Welche Kosten werden am häufigsten übersehen?
Die interne Zeit für Stammdatenpflege. Kundenstamm, Artikelstamm, Leistungskatalog und Textbausteine müssen übertragen und geprüft werden – das sind je nach Datenbestand zwanzig bis sechzig Stunden, die niemand in einem Angebot findet.
Sind Nutzerlizenzen für Monteure nötig?
Wenn mobile Erfassung genutzt werden soll, ja – und das treibt die Kosten. Prüfen Sie, ob es günstigere Lizenzen für reine Erfassungsnutzer gibt. Der Unterschied zwischen Vollnutzer und Erfassungsnutzer macht bei zehn Monteuren einen erheblichen Betrag aus.
Wie hoch sind die Kosten für die Datenmigration?

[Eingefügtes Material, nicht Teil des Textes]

PR #14408, opened 2023-09-04
allow list for example secrets in docs

oraNod:
##### SUMMARY
InfoSec are reporting lines in the following RST as potential security leaks: docs/docsite/rst/administration/oauth2_token_auth.rst

This PR adds that RST to an allow list so it will be ignored in security scans.

##### ISSUE TYPE

##### COMPONENT NAME
 - Docs

##### AWX VERSION
N/A

##### ADDITIONAL INFORMATION
N/A

### DIFF
--- a/.gitleaks.toml
+++ b/.gitleaks.toml
@@ -1,0 +1,5 @@
+[allowlist]
+description = "Documentation contains example secrets and passwords"
+paths = [
+  "docs/docsite/rst/administration/oauth2_token_auth.rst",
+]


tvo318 (approved):
Makes sense to me!

.gitleaks.toml
```diff
@@ -0,0 +1,4 @@
+[allowlist]
+  description = "Documentation contains example secrets and passwords"
+  paths = [
+    "docs/docsite/rst/administration/oauth2_token_auth.rst"
```
AlanCoding: Is it not a problem that this doesn't have list closure `]`?

oraNod: gosh, how silly of me. fixed. and thanks for spotting this.

AlanCoding (approved):

PR #14409, opened 2023-09-05
Added relnotes for 23.0.0

tvo318:
##### SUMMARY
Adds release notes for 23.0.0 based on https://github.com/ansible/awx/releases/tag/23.0.0

##### ISSUE TYPE
 - New or Enhanced Feature

##### COMPONENT NAME
 - Docs
 
##### AWX VERSION

```
23.0.0
```

### DIFF
--- a/docs/docsite/rst/release_notes/relnotes.rst
+++ b/docs/docsite/rst/release_notes/relnotes.rst
@@ -5,24 +5,32 @@ Release Notes
 **************
 
 .. index::
-   pair: release notes; v21.13
-   pair: release notes; v21.14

Sehr unterschiedlich, je nachdem wie gut die Altdaten strukturiert sind. Ein sauberer Export aus einem Vorgängersystem ist günstig, das Erfassen aus Papierakten teuer. Klären Sie vor Vertragsabschluss, was der Anbieter übernimmt und was Sie selbst leisten müssen.
Was kostet ein Anbieterwechsel später?
Das hängt vollständig davon ab, ob und in welchem Format Sie Ihre Daten herausbekommen. Fragen Sie das vor Vertragsabschluss und lassen Sie es schriftlich bestätigen. Ein Anbieter ohne klaren Exportweg erzeugt Wechselkosten, die den Preisunterschied bei der Auswahl weit übersteigen.
Gibt es Förderung für die Anschaffung?
Investitionen in Software werden von einigen Landesprogrammen gefördert, etwa Digitalisierungsprämien. Bundesweite Programme fördern derzeit überwiegend Beratung, nicht Anschaffung. Wichtig ist in jedem Fall: erst der Antrag, dann die Bestellung.